Here is a benchmark comparing it to [Repomix](https://github.com/yamadashy/repomix) serializing the [Next.js](https://github.com/vercel/next.js) project:
```bash
time yek
Executed in 5.19 secs fish external
usr time 2.85 secs 54.00 micros 2.85 secs
sys time 6.31 secs 629.00 micros 6.31 secs
```
```bash
time repomix
Executed in 22.24 mins fish external
usr time 21.99 mins 0.18 millis 21.99 mins
sys time 0.23 mins 1.72 millis 0.23 mins
```
`yek` is **230x faster** than `repomix`.
## Roadmap
See [proposed features](https://github.com/mohsen1/yek/issues?q=type:%22Feature%22).
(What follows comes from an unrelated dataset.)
PR #5376, opened 2022-12-13
Deprecate initialU8aLength/encodedLength (replace w/ $*)

jacogr:


jacogr:
This is too much. We just just take a step back and _only_ add for `$initialU8aLength` & `$blockHash`... then look at the rest at a later point.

I am open to accepting new feature requests. Please write a detailed proposal to discuss new features.
## Alternatives
- [Repomix](https://github.com/yamadashy/repomix): A tool to serialize a repository into a single file in a similar way to `yek`.
- [Aider](https://aider.chat): A full IDE like experience for coding using AI
## License
[MIT](LICENSE)
[^1]: `yek` is not "blazingly" fast. It's just fast, as fast as your computer can be.